### [Work task]
Within the data below, find the string "Generic" and return each line where it occurs.

### [Records shown]
PR #3127, opened 2024-02-22
feat: 3116 enhancement session middleware

### LINKED ISSUE #3116: Enhancement: Session Middleware should create session id right away
### Summary

Follow-up on: https://github.com/orgs/litestar-org/discussions/3112#discussioncomment-8477410

Currently, the `SessionMiddleware` of the `SessionAuth` backend creates the session id in the response wrapper and not when the session is first created, e.g., on user login. This is counter-intuitive since it gives the impression the session is created within the route handler when it's actually not. Furthermore, this makes it difficult or even impossible to add any custom handling of the session id during the login procedure since the session id does not exist yet.

Current state:
```python
@post("/login")
async def login(
        data: UserLogin,
        request: Request,
) -> User:
    user = handle_auth(data)
    request.set_session(
        {"user-id": user.id, "foo": "bar"}
    )
    logger.info(f"Session content: {request.session}")  # This will have content
    logger.info(f"Cookies: {request.cookies}")  # This will be empty. The send wrapper will add a session id here once created
    return user
```

### Basic Example

My first best guess:

On registering the SessionAuth on the app, add a dependency so that it can be accessed as kwarg anywhere (not sure if the reference should be to that objectm, the session backend, or the middleware). On this reference, the user can call a method to pass the session data. This method will:
- create a session id
- store the session data in the store with that key
- add the session data to the connection scope
- potentially also already add it to the cookie? (not sure if this can be done here or should still be done in the send wrapper)
- return the session id

So for the user, it would look something like this:
```python
@post("/login")
async def login(
        data: UserLogin,
        request: Request,
        session_backend: SessionBackend
) -> User:
    user = handle_auth(data)
    session_backend.create_session(request=request, session_data={"user-id": user.id, "foo": bar})
    return user
```

### Drawbacks and Impact

_No response_

### Unresolved questions

Only just started digging through the code to understand the complete flow so might have missed something. Yet, the user perspective should be clear. 

---
> [!NOTE]  
>

<a href="https://polar.sh/litestar-org/litestar/issues/3116">
<picture>
  <source media="(prefers-color-scheme: dark)" srcset="https://polar.sh/api/github/litestar-org/litestar/issues/3116/pledge.svg?darkmode=1">
  Fund with Polar
</picture>
</a>

aranvir:
## Description

- For server side sessions, the session id is now generated before the route handler. Thus, on first visit, a session id will be available inside the route handler's scope instead of afterwards
- A new abstract method `get_session_id` was added to `BaseSessionBackend` since this method will be called for both ClientSideSessions and ServerSideSessions. Only for ServerSideSessions it will return an actual id.
- Using `request.set_session(...)` will return the session id for ServerSideSessions and None for ClientSideSessions
- The session auth MiddlewareWrapper now refers to the Session Middleware via the configured backend, instead of it being hardcoded

Looking forward to your feedback!

## Closes
Closes #3116

### DIFF
--- a/litestar/connection/base.py
+++ b/litestar/connection/base.py
@@ -9,6 +9,7 @@ from litestar.datastructures.state import State
 from litestar.datastructures.url import URL, Address, make_absolute_url
 from litestar.exceptions import ImproperlyConfiguredException
 from litestar.types.empty import Empty
+from litestar.utils.empty import value_or_default
 from litestar.utils.scope.state import ScopeState
 
 if TYPE_CHECKING:
@@ -277,22 +278,19 @@ class ASGIConnection(Generic[HandlerT, UserT, AuthT, StateT]):
         """
         return self.app.get_logger()
 
-    def set_session(self, value: dict[str, Any] | DataContainerType | EmptyType) -> str | EmptyType:
+    def set_session(self, value: dict[str, Any] | DataContainerType | EmptyType) -> None:
         """Set the session in the connection's ``Scope``.
 
         If the :class:`SessionMiddleware <.middleware.session.base.SessionMiddleware>` is enabled, the session will be added
         to the response as a cookie header.
-        If a :class:`ServerSideSessionConfig <.middleware.session.server_side.ServerSideSessionConfig>` is being used,
-        the corresponding session id will be returned.
 
         Args:
             value: Dictionary or pydantic model instance for the session data.
 
         Returns:
-            Session id string if one exists, else None.
+            None
         """
         self.scope["session"] = value
-        return self.get_session_id()
 
     def clear_session(self) -> None:
         """Remove the session from the connection's ``Scope``.
@@ -306,11 +304,8 @@ class ASGIConnection(Generic[HandlerT, UserT, AuthT, StateT]):
         self.scope["session"] = Empty
         self._connection_state.session_id = Empty
 
-    def set_session_id(self, value: str) -> None:
-        self._connection_state.session_id = value
-
-    def get_session_id(self) -> str | EmptyType:
-        return self._connection_state.session_id
+    def get_session_id(self) -> str | None:
+        return value_or_default(value=self._connection_state.session_id, default=None)
 
     def url_for(self, name: str, **path_parameters: Any) -> str:
         """Return the url for a given route handler name.
--- a/litestar/connection/base.py
+++ b/litestar/connection/base.py
@@ -282,7 +282,7 @@ class ASGIConnection(Generic[HandlerT, UserT, AuthT, StateT]):
 
         If the :class:`SessionMiddleware <.middleware.session.base.SessionMiddleware>` is enabled, the session will be added
         to the response as a cookie header.
-        If a :class:`ServerSideSessionConfig <.middleware.session.server_side.ServerSideSessionConfig` is being used,
+        If a :class:`ServerSideSessionConfig <.middleware.session.server_side.ServerSideSessionConfig>` is being used,
         the corresponding session id will be returned.
 
         Args:
--- a/litestar/connection/base.py
+++ b/litestar/connection/base.py
@@ -277,19 +277,22 @@ class ASGIConnection(Generic[HandlerT, UserT, AuthT, StateT]):
         """
         return self.app.get_logger()
 
-    def set_session(self, value: dict[str, Any] | DataContainerType | EmptyType) -> None:
+    def set_session(self, value: dict[str, Any] | DataContainerType | EmptyType) -> str | None:
         """Set the session in the connection's ``Scope``.
 
         If the :class:`SessionMiddleware <.middleware.session.base.SessionMiddleware>` is enabled, the session will be added
         to the response as a cookie header.
+        If a :class:`ServerSideSessionConfig <.middleware.session.server_side.ServerSideSessionConfig` is being used,
+        the corresponding session id will be returned.
 
         Args:
             value: Dictionary or pydantic model instance for the session data.
 
         Returns:
-            None.
+            Session id string if one exists, else None.
         """
         self.scope["session"] = value
+        return self.scope.get("session_id", None)
 
     def clear_session(self) -> None:
         """Remove the session from the connection's ``Scope``.
--- a/litestar/connection/base.py
+++ b/litestar/connection/base.py
@@ -277,7 +277,7 @@ class ASGIConnection(Generic[HandlerT, UserT, AuthT, StateT]):
         """
         return self.app.get_logger()
 
-    def set_session(self, value: dict[str, Any] | DataContainerType | EmptyType) -> str | None:
+    def set_session(self, value: dict[str, Any] | DataContainerType | EmptyType) -> str | EmptyType:
         """Set the session in the connection's ``Scope``.
 
         If the :class:`SessionMiddleware <.middleware.session.base.SessionMiddleware>` is enabled, the session will be added
@@ -292,7 +292,7 @@ class ASGIConnection(Generic[HandlerT, UserT, AuthT, StateT]):
             Session id string if one exists, else None.
         """
         self.scope["session"] = value
-        return self.scope.get("session_id", None)
+        return self.get_session_id()
 
     def clear_session(self) -> None:
         """Remove the session from the connection's ``Scope``.
@@ -304,6 +304,13 @@ class ASGIConnection(Generic[HandlerT, UserT, AuthT, StateT]):
             None.
         """
         self.scope["session"] = Empty
+        self._connection_state.session_id = Empty
+
+    def set_session_id(self, value: str) -> None:
+        self._connection_state.session_id = value
+
+    def get_session_id(self) -> str | EmptyType:
+        return self._connection_state.session_id
 
     def url_for(self, name: str, **path_parameters: Any) -> str:
         """Return the url for a given route handler name.
--- a/litestar/middleware/session/base.py
+++ b/litestar/middleware/session/base.py
@@ -146,6 +146,17 @@ class BaseSessionBackend(ABC, Generic[ConfigT]):
         return cast("dict[str, Any]", decode_json(value=data))
 
     @abstractmethod
+    def get_session_id(self, connection: ASGIConnection) -> str | None:
+        """Fetch or generate session id, if applicable.
+
+        Args:
+            connection: Originating ASGIConnection containing the scope
+
+        Returns:
+            Session id str or None, if not applicable.
+        """
+
+    @abstractmethod
     async def store_in_message(self, scope_session: ScopeSession, message: Message, connection: ASGIConnection) -> None:
         """Store the necessary information in the outgoing ``Message``
 
@@ -241,5 +252,6 @@ class SessionMiddleware(AbstractMiddleware, Generic[BaseSessionBackendT]):
 
         connection = ASGIConnection[Any, Any, Any, Any](scope, receive=receive, send=send)
         scope["session"] = await self.backend.load_from_connection(connection)
+        scope["session_id"] = self.backend.get_session_id(connection)
 
         await self.app(scope, receive, self.create_send_wrapper(connection))
--- a/litestar/middleware/session/base.py
+++ b/litestar/middleware/session/base.py
@@ -146,14 +146,14 @@ class BaseSessionBackend(ABC, Generic[ConfigT]):
         return cast("dict[str, Any]", decode_json(value=data))
 
     @abstractmethod
-    def get_session_id(self, connection: ASGIConnection) -> str | None:
-        """Fetch or generate session id, if applicable.
+    def get_session_id(self, connection: ASGIConnection) -> str:
+        """Try to fetch session id from connection ScopeState. If one does not exist, generate one.
 
         Args:
             connection: Originating ASGIConnection containing the scope
 
         Returns:
-            Session id str or None, if not applicable.
+            Session id str or "null" if the concept of a session id does not apply.
         """
 
     @abstractmethod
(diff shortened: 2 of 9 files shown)


aranvir:
Okay, I see there are quite a few failures. Gonna collect my questions here on how to solve them:

- Pyright flags that "session_id" is not a valid key in Scope. Can I just add it as `session_id: str | None` or should it be of a different type spec?
- Mypy also flags some issues with "session_id" being None when it should be string. Technically, this is only flagged on server side where it should never be None. Should I change the code instead for client side to return "null" so that the type is always `str`?

Will take some more time to work through the failed tests.

guacs:
> Okay, I see there are quite a few failures. Gonna collect my questions here on how to solve them:
> 
> * Pyright flags that "session_id" is not a valid key in Scope. Can I just add it as `session_id: str | None` or should it be of a different type spec?
> * Mypy also flags some issues with "session_id" being None when it should be string. Technically, this is only flagged on server side where it should never be None. Should I change the code instead for client side to return "null" so that the type is always `str`?
> 
> Will take some more time to work through the failed tests.

Regarding `session_id` not being part of the scope, that's my fault. In my example I had shown it being added to the scope because I was being lazy :P The better way to do this is to set this to `ScopeState` (in `litestar.utils.scope.state` which is what we use to maintain all the state that Litestar needs to maintain.

Regarding your second point, while `str | None` is the accurate type hint, I think it may make the life of users far easier if we could just annotate it as `str` so I think your idea of returning `null` for the client side sessions is a good idea.

aranvir:
> Regarding `session_id` not being part of the scope, that's my fault. In my example I had shown it being added to the scope because I was being lazy :P The better way to do this is to set this to `ScopeState` (in `litestar.utils.scope.state` which is what we use to maintain all the state that Litestar needs to maintain.
> 
> Regarding your second point, while `str | None` is the accurate type hint, I think it may make the life of users far easier if we could just annotate it as `str` so I think your idea of returning `null` for the client side sessions is a good idea.

I think I'm gonna need a bit more help here. I thought I'd have to add `session_id` to `litestar.types.asgi_types.BaseScope` or `.HTTPScope` (since we probably dont want to have this for `.WebSocketScope`). You suggest to add it to `ScopeState` instead, but how and where is that used? I see that `litestar.connection.base.ASGIConnection` has both `state` (from `self.scope.get("state")` and `_connection_state` where only the latter is `ScopeState`... but it is build from the scope. Being new to the framework, it is not 100% clear to me how this scope state should be used and how it can be reached throughout the lifetime of a request.

guacs:
@aranvir the reason that we can't add it directly to `HTTPScope` because that's taken directly from [the ASGI specification](https://asgi.readthedocs.io/en/latest/specs/www.html#http-connection-scope). The `state` is what's meant to be used for anything specific to the application, or framework.

While we can use `scope["state"]["session_id"]`, the reason I suggest against that is because users are allowed to store stuff in `state` and if someone unkowingly overrides the `session_id`, then it will mess things up. To maintain state internal to Litestar we use the `ScopeState`.

The `Request` class has a `_connection_state` attribute which is an instance of `ScopeState`. You can see examples of how it's used in the various properties like `accept`, `content_type` etc. ([ref](https://github.com/litestar-org/litestar/blob/3e5c179e714bb074bae13e02d10e2f3f51e24d5c/litestar/connection/request.py#L94-L107)).  Also, you can instantiate a new `ScopeState` by using the `from_scope` class method and just pass in the scope. You would need to this in the middleware when setting the `session_id` before we process the request.

NOTE: All the properties on the `Request` class cache the attributes that we retrieve from `ScopeState`, but I don't think that's needed for retrieving the session ID since I doubt that there's going to be any real benefit to caching the `session_id`.

aranvir:
Hi @guacs changed it to storing the session_id in the ScopeState instead of the scope. Is this implementation okay? Also fixed the linting and testing.

Regarding the other failed pipeline jobs:
- Validate PR target: Should I re-open this pull request to point it to the `develop` branch? For sake of keeping these threads I would continue working this pull-request until all checks pass and then I can make a new pull request. Or edit the target - don't know what makes more sense.
- codecov: Never worked with this before so I also don't really understand what it is complaining about. Does this track how much of the code is tested? I barely changed the failing file, and what I added was just so the tests would pass AND mypy would stop complaining about `None` not having the `get_session_id` method.

guacs:
> Hi @guacs changed it to storing the session_id in the ScopeState instead of the scope. Is this implementation okay? Also fixed the linting and testing.
> 
> Regarding the other failed pipeline jobs:
> 
> * Validate PR target: Should I re-open this pull request to point it to the `develop` branch? For sake of keeping these threads I would continue working this pull-request until all checks pass and then I can make a new pull request. Or edit the target - don't know what makes more sense.
> * codecov: Never worked with this before so I also don't really understand what it is complaining about. Does this track how much of the code is tested? I barely changed the failing file, and what I added was just so the tests would pass AND mypy would stop complaining about `None` not having the `get_session_id` method.

I don't think you need to re-open the pull request. You can retarget it to the `develop` branch. As for codecov, you can look at details of the test and you should be able to find a link to the codecov website for this PR where it'll show which lines that aren't being covered in the tests.

I'll take a look at this later today :)

litestar/connection/base.py
```diff
@@ -277,19 +277,22 @@ def logger(self) -> Logger:
...
 
         Args:
             value: Dictionary or pydantic model instance for the session data.
 
         Returns:
-            None.
+            Session id string if one exists, else None.
         """
         self.scope["session"] = value
+        return self.get_session_id()
```
provinzkraut, line 295: I don't think returning this here is the best solution, especially if a public interface already exists. IMO this method should be unchanged

litestar/middleware/session/base.py
```diff
@@ -145,6 +145,17 @@ def deserialize_data(data: Any) -> dict[str, Any]:
         """
         return cast("dict[str, Any]", decode_json(value=data))
 
+    @abstractmethod
+    def get_session_id(self, connection: ASGIConnection) -> str:
```
provinzkraut, line 149:
```suggestion
    def get_session_id(self, connection: ASGIConnection) -> str | None:
```

Makes more sense than an arbitrary `null` string.

litestar/middleware/session/client_side.py
```diff
@@ -206,6 +206,9 @@ async def load_from_connection(self, connection: ASGIConnection) -> dict[str, An
                 return self.load_data(data)
         return {}
 
+    def get_session_id(self, connection: ASGIConnection) -> str:
+        return "null"
+
```
provinzkraut, line 211:
```suggestion
    def get_session_id(self, connection: ASGIConnection) -> str | None:
        return None

```
see above

provinzkraut (changes requested):

litestar/connection/base.py
guacs: I'm fine with this as well.

litestar/connection/base.py
```diff
@@ -301,6 +304,13 @@ def clear_session(self) -> None:
             None.
         """
         self.scope["session"] = Empty
+        self._connection_state.session_id = Empty
+
+    def set_session_id(self, value: str) -> None:
+        self._connection_state.session_id = value
```
guacs, line 310: I don't think this should be added. Users shouldn't be allowed to change the session ID.

litestar/middleware/session/base.py
```diff
@@ -241,5 +252,6 @@ async def __call__(self, scope: Scope, receive: Receive, send: Send) -> None:
 
         connection = ASGIConnection[Any, Any, Any, Any](scope, receive=receive, send=send)
         scope["session"] = await self.backend.load_from_connection(connection)
+        connection.set_session_id(self.backend.get_session_id(connection))
```
guacs, line 255: Related to what I mentioned above. The setting of the session ID should be done manually.

guacs (changes requested):
@aranvir could you add tests as well?

litestar/middleware/session/base.py
aranvir: Okay. I added this method to provide a public interface for setting property in `connection._connection_state`. I expect mypy or pyright to complain when I replace this with `connection._connection_state.session_id`, so I assume it's okay to add a linting exception in that case, right?

litestar/middleware/session/base.py
aranvir: How does `None` and `Empty` work together? All `SessionScope` attributes are `Empty` by default, yet for `session_id` we want to make it `str | None`. Should it then also be that type in `SessionScope`?

Otherwise, mypy will report type conflicts.

aranvir:
> @aranvir could you add tests as well?

@guacs what tests do you have in mind? The only one that I can come up is to modify the [middleware integration test](https://github.com/litestar-org/litestar/blob/main/tests/unit/test_middleware/test_session/test_integration.py) to confirm that the session id is set in the route handler scope - and that it is `not None` for the server side config and `None` for the client side config. But I did not see any assert statements in the route handlers of the other tests, so I wanted to check if this really goes into the right direction.

litestar/middleware/session/base.py
guacs: The type in `SessionScope` should be `str | None | Empty` and then you could use the `litestar.utils.value_or_default` helper function that will get the value if it's not `Empty`, else it'll return a default value.

guacs:
> > @aranvir could you add tests as well?
> 
> @guacs what tests do you have in mind? The only one that I can come up is to modify the [middleware integration test](https://github.com/litestar-org/litestar/blob/main/tests/unit/test_middleware/test_session/test_integration.py) to confirm that the session id is set in the route handler scope - and that it is `not None` for the server side config and `None` for the client side config. But I did not see any assert statements in the route handlers of the other tests, so I wanted to check if this really goes into the right direction.

I think you can add new tests to the `test_middleware.py` and make sure that the session ID that is returned by `get_session_id` is the same as the one set in the cookies. Also, I think a test to ensure that the session ID that is returned is the existing session ID when a session has already been created. That is, we don't want to create a new session ID when one already exists.

litestar/security/session_auth/middleware.py
```diff
@@ -61,7 +60,7 @@ async def __call__(self, scope: Scope, receive: Receive, send: Send) -> None:
                 exception_handlers=litestar_app.exception_handlers or {},  # pyright: ignore
                 debug=None,
             )
-            self.app = SessionMiddleware(
+            self.app = self.config.session_backend_config.middleware.middleware(
```
guacs, line 63: Just for my understanding, why was this change needed?

guacs (approved):
Thanks a bunch @aranvir! This look great :)

guacs:
Also, I just realized that you're targeting the wrong branch. You should be targeting `develop` since this is a new feature.

litestar/security/session_auth/middleware.py
aranvir: Well, before I started working on this I was experimenting with a SessionMiddleware override. But even though, I also overrode the corrsponding `DefineMiddleware` method, my custom version was not loaded. So since it is possible to place a reference to the actual session backend middleware, I thought that was the better way to do it: the session_auth should use whatever session middleware the backend provides, not just hard-code a certain middleware.

provinzkraut (approved):

provinzkraut:
@aranvir Can you address the coverage? Once that's through, this is good to go in :)

litestar/testing/client/base.py
```diff
@@ -162,13 +162,16 @@ def _create_session_cookies(backend: ClientSideSessionBackend, data: dict[str, A
 
     async def _set_session_data(self, data: dict[str, Any]) -> None:
         mutable_headers = MutableScopeHeaders()
+        connection = fake_asgi_connection(
+            app=self.app,
+            cookies=dict(self.cookies),  # type: ignore[arg-type]
+        )
+        session_id = None
+        if self._session_backend is not None:
```
provinzkraut, line 170: You'll need to add a test that hit's this condition, i.e. one where `AsyncClient.set_session_data` / `SyncClient.set_session_data` is called without a session backend being set.

aranvir: Actually, could fix it by replacing it with `self.session_backend`: If the backend is None, an exception is raised, since you should not interatct with a backend that does not exist. Both mypy and tests accept that.

litestar/middleware/session/client_side.py
```diff
@@ -206,6 +206,9 @@ async def load_from_connection(self, connection: ASGIConnection) -> dict[str, An
                 return self.load_data(data)
         return {}
 
+    def get_session_id(self, connection: ASGIConnection) -> str | None:
```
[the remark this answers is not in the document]
aranvir: It implements the abstract method of `BaseSessionBackend` which expects a `str` for server-side backend and `None` for client-side backend. This is why I kept the signature the same, even though it will never return a string.

litestar/middleware/session/server_side.py
```diff
@@ -77,6 +77,26 @@ async def delete(self, session_id: str, store: Store) -> None:
...
+        been returned to the user.
+        Otherwise, a new session must be created.
+
+        Args:
+            connection: Originating ASGIConnection containing the scope
+        Returns:
+            Session id str or None if the concept of a session id does not apply.
+        """
+        session_id = connection.cookies.get(self.config.key)
+        if not session_id or session_id == "null":
```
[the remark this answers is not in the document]
aranvir: Not for me to decide, but I would suggest to make a separate PR for this, if a `null` enum would be useful ;)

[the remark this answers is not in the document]
guacs: @kedod I don't think an enum is needed, however moving that into a constant would be a nice change imo.

Also, I agree with @aranvir, if this change is being made, it should be another PR.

### [Your response]
@@ -277,22 +278,19 @@ class ASGIConnection(Generic[HandlerT, UserT, AuthT, StateT]):
@@ -306,11 +304,8 @@ class ASGIConnection(Generic[HandlerT, UserT, AuthT, StateT]):
@@ -282,7 +282,7 @@ class ASGIConnection(Generic[HandlerT, UserT, AuthT, StateT]):
@@ -277,19 +277,22 @@ class ASGIConnection(Generic[HandlerT, UserT, AuthT, StateT]):
@@ -277,7 +277,7 @@ class ASGIConnection(Generic[HandlerT, UserT, AuthT, StateT]):
@@ -292,7 +292,7 @@ class ASGIConnection(Generic[HandlerT, UserT, AuthT, StateT]):
@@ -304,6 +304,13 @@ class ASGIConnection(Generic[HandlerT, UserT, AuthT, StateT]):
@@ -146,6 +146,17 @@ class BaseSessionBackend(ABC, Generic[ConfigT]):
@@ -241,5 +252,6 @@ class SessionMiddleware(AbstractMiddleware, Generic[BaseSessionBackendT]):
@@ -146,14 +146,14 @@ class BaseSessionBackend(ABC, Generic[ConfigT]):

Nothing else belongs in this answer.